PR #5011, opened 2023-12-29
[next] fix(NcBreadcrumb): correctly emit drag events

raimund-schluessler:
### ☑️ Resolves

* Fixes opening the hidden breadcrumbs menu when dragging and hovering over the menu. The `dragenter` and `dragleave` events where not emitted, so the listener in `NcBreadcrumbs` was never called, hence, the hidden crumb menu not opened. Emitting the events fixes the issue.

### DIFF
--- a/src/components/NcBreadcrumbs/NcBreadcrumbs.vue
+++ b/src/components/NcBreadcrumbs/NcBreadcrumbs.vue
@@ -547,7 +547,6 @@ export default {
 				ref: 'actionsBreadcrumb',
 				key: 'actions-breadcrumb-1',
 				// Add handlers so the Actions menu opens on hover
-				onDragstart: this.dragStart,
 				onDragenter: () => { this.menuBreadcrumbProps.open = true },
 				onDragleave: this.closeActions,
 				// Make sure we keep the same open state
--- a/src/components/NcBreadcrumb/NcBreadcrumb.vue
+++ b/src/components/NcBreadcrumb/NcBreadcrumb.vue
@@ -151,8 +151,10 @@ export default {
 		},
 	},
 	emits: [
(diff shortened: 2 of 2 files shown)


skjnldsv (approved):

raimund-schluessler:
@susnux @ShGKme Could we get this merged?

src/components/NcBreadcrumbs/NcBreadcrumbs.vue
```diff
@@ -547,7 +547,6 @@ export default {
 				ref: 'actionsBreadcrumb',
 				key: 'actions-breadcrumb-1',
 				// Add handlers so the Actions menu opens on hover
-				onDragstart: this.dragStart,
```
ShGKme, line 550: Why should this be removed? Doesn't it act the same as in Vue 2 here?

raimund-schluessler: > Why should this be removed? Doesn't it act the same as in Vue 2 here?

It is redundant, and could be removed for `master` as well.

`dragStart` in `NcBreadcrumbs`:
https://github.com/nextcloud-libraries/nextcloud-vue/blob/d8d2621ca341e3d7e02bab8ec77c36ea3bbd854f/src/components/NcBreadcrumbs/NcBreadcrumbs.vue#L363-L365

and we set it anyway to
https://github.com/nextcloud-libraries/nextcloud-vue/blob/d8d2621ca341e3d7e02bab8ec77c36ea3bbd854f/src/components/NcBreadcrumb/NcBreadcrumb.vue#L37
in `NcBreadcrumb`.

ShGKme (approved):

PR #5012, opened 2023-12-30
[next] fix(test): correctly provide props in test

raimund-schluessler:
### ☑️ Resolves

* Fixes the way we provide props to the `mount` function in `modal.spec.js` for vue 3. 

@susnux Since the tests passed even though we didn't provide the props correctly, I assume the tests don't really test anything. I didn't change it here though, since it is the same in `master` and should probably be fixed there, I think.

### DIFF
--- a/tests/unit/components/NcModal/modal.spec.js
+++ b/tests/unit/components/NcModal/modal.spec.js
@@ -26,7 +26,7 @@ import NcModal from '../../../../src/components/NcModal/NcModal.vue'
 
 describe('NcModal', () => {
 	it('closes on click outside with `canClose`', async () => {
-		const wrapper = mount(NcModal, { propsData: { canClose: true, title: 'modal' } })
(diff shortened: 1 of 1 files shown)


susnux:
> Since the tests passed even though we didn't provide the props correctly

Yes but the test utils have a fallback so it still set the props correctly:
https://github.com/vuejs/test-utils/blob/b1c2388c3422115f0a7d2627fe308f44f4145462/src/createInstance.ts#L173

susnux (approved):

raimund-schluessler:
> Yes but the test utils have a fallback so it still set the props correctly: https://github.com/vuejs/test-utils/blob/b1c2388c3422115f0a7d2627fe308f44f4145462/src/createInstance.ts#L173

Ah, thanks for the hint. I wasn't aware of this. They apparently think ahead :laughing:

ShGKme (approved):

--------------------

▶ _WORK TO BE COMPLETED_
Exactness is what counts here: write out every record again.

▶ _SOLVED EXERCISE_
PR #5011, opened 2023-12-29
[next] fix(NcBreadcrumb): correctly emit drag events

raimund-schluessler:
### ☑️ Resolves

* Fixes opening the hidden breadcrumbs menu when dragging and hovering over the menu. The `dragenter` and `dragleave` events where not emitted, so the listener in `NcBreadcrumbs` was never called, hence, the hidden crumb menu not opened. Emitting the events fixes the issue.

### DIFF
--- a/src/components/NcBreadcrumbs/NcBreadcrumbs.vue
+++ b/src/components/NcBreadcrumbs/NcBreadcrumbs.vue
@@ -547,7 +547,6 @@ export default {
 				ref: 'actionsBreadcrumb',
 				key: 'actions-breadcrumb-1',
 				// Add handlers so the Actions menu opens on hover
-				onDragstart: this.dragStart,
 				onDragenter: () => { this.menuBreadcrumbProps.open = true },
 				onDragleave: this.closeActions,
 				// Make sure we keep the same open state
--- a/src/components/NcBreadcrumb/NcBreadcrumb.vue
+++ b/src/components/NcBreadcrumb/NcBreadcrumb.vue
@@ -151,8 +151,10 @@ export default {
 		},
 	},
 	emits: [
(diff shortened: 2 of 2 files shown)


skjnldsv (approved):

raimund-schluessler:
@susnux @ShGKme Could we get this merged?

src/components/NcBreadcrumbs/NcBreadcrumbs.vue
```diff
@@ -547,7 +547,6 @@ export default {
 				ref: 'actionsBreadcrumb',
 				key: 'actions-breadcrumb-1',
 				// Add handlers so the Actions menu opens on hover
-				onDragstart: this.dragStart,
```
ShGKme, line 550: Why should this be removed? Doesn't it act the same as in Vue 2 here?

raimund-schluessler: > Why should this be removed? Doesn't it act the same as in Vue 2 here?

It is redundant, and could be removed for `master` as well.

`dragStart` in `NcBreadcrumbs`:
https://github.com/nextcloud-libraries/nextcloud-vue/blob/d8d2621ca341e3d7e02bab8ec77c36ea3bbd854f/src/components/NcBreadcrumbs/NcBreadcrumbs.vue#L363-L365

and we set it anyway to
https://github.com/nextcloud-libraries/nextcloud-vue/blob/d8d2621ca341e3d7e02bab8ec77c36ea3bbd854f/src/components/NcBreadcrumb/NcBreadcrumb.vue#L37
in `NcBreadcrumb`.

ShGKme (approved):

PR #5012, opened 2023-12-30
[next] fix(test): correctly provide props in test

raimund-schluessler:
### ☑️ Resolves

* Fixes the way we provide props to the `mount` function in `modal.spec.js` for vue 3. 

@susnux Since the tests passed even though we didn't provide the props correctly, I assume the tests don't really test anything. I didn't change it here though, since it is the same in `master` and should probably be fixed there, I think.

### DIFF
--- a/tests/unit/components/NcModal/modal.spec.js
+++ b/tests/unit/components/NcModal/modal.spec.js
@@ -26,7 +26,7 @@ import NcModal from '../../../../src/components/NcModal/NcModal.vue'
 
 describe('NcModal', () => {
 	it('closes on click outside with `canClose`', async () => {
-		const wrapper = mount(NcModal, { propsData: { canClose: true, title: 'modal' } })
(diff shortened: 1 of 1 files shown)


susnux:
> Since the tests passed even though we didn't provide the props correctly

Yes but the test utils have a fallback so it still set the props correctly:
https://github.com/vuejs/test-utils/blob/b1c2388c3422115f0a7d2627fe308f44f4145462/src/createInstance.ts#L173

susnux (approved):

raimund-schluessler:
> Yes but the test utils have a fallback so it still set the props correctly: https://github.com/vuejs/test-utils/blob/b1c2388c3422115f0a7d2627fe308f44f4145462/src/createInstance.ts#L173

Ah, thanks for the hint. I wasn't aware of this. They apparently think ahead :laughing:

ShGKme (approved):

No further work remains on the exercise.